The methodological innovation lies in shifting homophily from its traditional structural expression toward an operationalizable semantic-discursive dimension. The specialized lexical dictionary with >500 terms, which are semantically categorized and contextually weighted, enabled supervised labeling without the need for prior datasets, thus generating an interpretive classification aligned with observable discursive phenomena. Unlike approaches centered on user attributes or explicit links, this multi-class approach enables the analysis of ideological segmentation, information bubbles, and social cohesion from complementary perspectives.

Technically, the modular pipeline (Python, spaCy, Scikit-learn, TensorFlow/Keras) ensures reproducibility and facilitates extension to other platforms, languages, or domains. The five-phase architecture—collection, preprocessing, automated labeling, comparative training, and validation—allows for complete traceability and adaptability to incremental refinements, prioritizing scalability and extensibility.

4.2 Limitations and Methodological Considerations

The work acknowledges limitations that constrain its scope and generalizability. Technically, development in Google Colab imposed processing restrictions that could affect performance with larger volumes or real-time processing. The LSTM, despite its effectiveness, was not optimized through an extensive hyperparameter search.

The lack of previously labeled datasets necessitated the adoption of rule-based annotation using a custom dictionary. Although this strategy generated a balanced set, the criteria may be influenced by subjective interpretations without a validated standard. Preprocessing included lemmatization and cleaning, but not deep context analysis or semantic disambiguation, potentially affecting detection in complex texts.
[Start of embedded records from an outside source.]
PR #2294, opened 2022-05-27
add interact-sh plugin

ya-makariy:


ahmetb:

-----

Thanks for your patience!
/kind new-plugin

ahmetb:
The idea of the plugin is lgtm. 

Unrelated comment about the plugin itself: I highly recommend you use something like `fzf` to shell out to. :) That's what I do in kubectx and it saves a ton of work. The current interactive picker you have is actually a lot slower than typing out the names by hand or using kubectl shell completion. I found it very difficult to use and scroll down the list etc.

ahmetb:
Oh and I think you have a bug that doesn't parse multiple containers in a Pod onto different lines, so I ended up choosing a line with both container names in one line and as a result could not get this to work.

ya-makariy:
Thanks for the quick response. I will change the scroll mechanism to speed up the whole process. And then I'll be back)

yep, it was a bug)

ya-makariy:
Hey @ahmetb, could you review the plugin again?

Furthermore, the study focused exclusively on textual content, without metadata or network structures, thus limiting the inference of structural patterns.

The approach may not apply where the language does not sufficiently represent ideological affinities (neutral, institutional, or automated posts) or in networks with a strong presence of bots without adequate filtering. These limitations underscore the need to refine methodological approaches for the computerized analysis of homophily in digital environments.
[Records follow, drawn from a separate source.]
PR #2303, opened 2022-05-31
Make cache work on every pull request

JohnTitor:
Because each PRs has a fresh build, caching on GHA rarely happens. And even if it happens, it doesn't show a significant result, see https://github.com/kubernetes-sigs/krew-index/runs/6546909595?check_suite_focus=true and https://github.com/kubernetes-sigs/krew-index/runs/6550071463?check_suite_focus=true for example. One of the reasons is our build time is quite small.
Thus I think we could remove caching modules to simplify. While doing it, this also updates some actions to the latest ones.

**UPDATE**: This PR now enables cache on every pull request as requested in https://github.com/kubernetes-sigs/krew-index/pull/2303#issuecomment-1147644947.

### DIFF
--- a/.github/workflows/ci.yml
+++ b/.github/workflows/ci.yml
@@ -18,7 +18,7 @@ jobs:
       id: go
 
     - name: Check out PR branch
-      uses: actions/checkout@v2
+      uses: actions/checkout@v3
       with:
         fetch-depth: 0  # disable shallow clones
 
--- a/.github/workflows/ci.yml
+++ b/.github/workflows/ci.yml
@@ -12,17 +12,10 @@ jobs:
     steps:
 
     - name: Setup Go
-      uses: actions/setup-go@v1
+      uses: actions/setup-go@v3
       with:
-        go-version: 1.14
+        go-version: '1.14'
       id: go
-    - name: Go module cache
-      uses: actions/cache@v2
-      with:
-        path: ~/go/pkg/mod
-        key: ${{ runner.os }}-go-${{ hashFiles('**/go.sum') }}
-        restore-keys: |
-          ${{ runner.os }}-go-
 
     - name: Check out PR branch
       uses: actions/checkout@v2
--- a/.github/workflows/ci.yml
+++ b/.github/workflows/ci.yml
@@ -1,6 +1,10 @@
 name: krew-index CI
 
-on: pull_request
+on:
+  push:
+    branches:
+      - master
+  pull_request:
 
 jobs:
   build:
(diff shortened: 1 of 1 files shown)


ahmetb:
I am not understanding. Why's caching worse here?

As far as I know this was reducing test times quite a bit.

That's why I added it not too long ago.

Our cache key is the go.sum file which doesn't change often, so we should be frequently having cache hits.

JohnTitor:
> Our cache key is the go.sum file which doesn't change often, so we should be frequently having cache hits.

I explained it on OP: "Because each PRs has a fresh build, caching on GHA rarely happens."

So, let's see the recent builds:
- https://github.com/kubernetes-sigs/krew-index/runs/6623836837?check_suite_focus=true
- https://github.com/kubernetes-sigs/krew-index/runs/6630132693?check_suite_focus=true
- https://github.com/kubernetes-sigs/krew-index/runs/6669498944?check_suite_focus=true
- https://github.com/kubernetes-sigs/krew-index/runs/6652493159?check_suite_focus=true
- https://github.com/kubernetes-sigs/krew-index/runs/6643796904?check_suite_focus=true

All of them didn't use the cache feature.

Exceptions are:
- https://github.com/kubernetes-sigs/krew-index/runs/6546909595?check_suite_focus=true
- https://github.com/kubernetes-sigs/krew-index/runs/6550071463?check_suite_focus=true

So, if someone opens a PR and pushes changes several times, we hit cache. But I'm not sure if it's worth doing so with introducing complexity as it's not "frequently" to me and it doesn't show any significant results. Both builds, cache ones and no-cache ones, finished in 30-40s (see the above builds).
Alternatively, if you strongly prefer, e.g. we could use [setup-go builtin cache feature](https://github.com/actions/setup-go#caching-dependency-files-and-build-outputs) instead of using actions/cache as it's less complex than actions/cache.

ahmetb:
Thanks for pointing out. It might be better to understand why it's not working as intended and see if there's a workaround (such as your recommendation). Basically we spend too much time doing a reproducible "go install", which should be cacheable somehow.

ahmetb:
Yeah, making it work intuitively would be preferred. :)

.github/workflows/ci.yml
```diff
@@ -12,24 +16,26 @@ jobs:
...
+        go-version: '1.14'
       id: go
+
     - name: Go module cache
-      uses: actions/cache@v2
+      uses: actions/cache@v3
       with:
         path: ~/go/pkg/mod
-        key: ${{ runner.os }}-go-${{ hashFiles('**/go.sum') }}
+        key: ${{ runner.os }}-go-${{ env.KREW_VERSION }}
```
ahmetb, line 28: Why do we need to change this again?

JohnTitor: See https://github.com/kubernetes-sigs/krew-index/runs/6550071463?check_suite_focus=true#step:3:4 for example, you can see `key: Linux-go-`, i.e. `${{ hashFiles('**/go.sum') }}` does nothing.

ahmetb: I think that'd be good to figure out why. We copied it from https://github.com/actions/cache/blob/main/examples.md so I expect it to work.

JohnTitor: Because this repo doesn't have go.mod/go.sum files. That example assumes you have a general Go module/package structure.

ahmetb: D'uh I am not sure how that got past the code reviews initially. Thanks. You picked the right key here in that case. I hope we don't have the problem in Krew main repo but caching matters here more, definitely.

4.3 Implications and Future Perspectives

The prototype transcends traditional structural approaches, providing a tool applicable in studies on polarization, echo chambers, and social fragmentation. It can be employed by computational social scientists, network analysts, public policy designers, or technology platforms to monitor discursive dynamics and social cohesion in diverse scenarios: misinformation, electoral behavior, audience segmentation, or the evaluation of design interventions aimed at reducing polarization.

This work proposes an interpretive taxonomy based on discourse that enables future lines of research: longitudinal analysis of the temporal evolution of discursive homophily; correlation between textual similarity and explicit links to validate structure-content correspondence; community identification through semantic clustering; and early detection of emerging polarization.

Projected improvements include: (a) expanding the annotation system through semi-supervised or active learning; (b) refining the lexical dictionary using distributional embeddings (Word2Vec, FastText) or semantic clustering; (c) integrating additional sources, such as forums, comments, thematic threads; (d) multimodal analysis incorporating visual, temporal, and relational signals; and (e) exploring transformer architectures (BERT, RoBERTa, GPT) to capture deeper semantic nuances.

Particularly promising is the study of the interaction between textual homophily and network topology, empirically validating hypotheses about the co-occurrence of semantic and relational homophily. Extension to multilingual environments using multilingual transformer models (mBERT, XLM-RoBERTa) would enable cross-cultural comparative studies.

These projections position the work as a methodological foundation for ongoing research aimed at more robust and adaptable prototypes, contributing to the development of sophisticated computational tools for understanding socio-cognitive dynamics in complex and evolving digital spaces.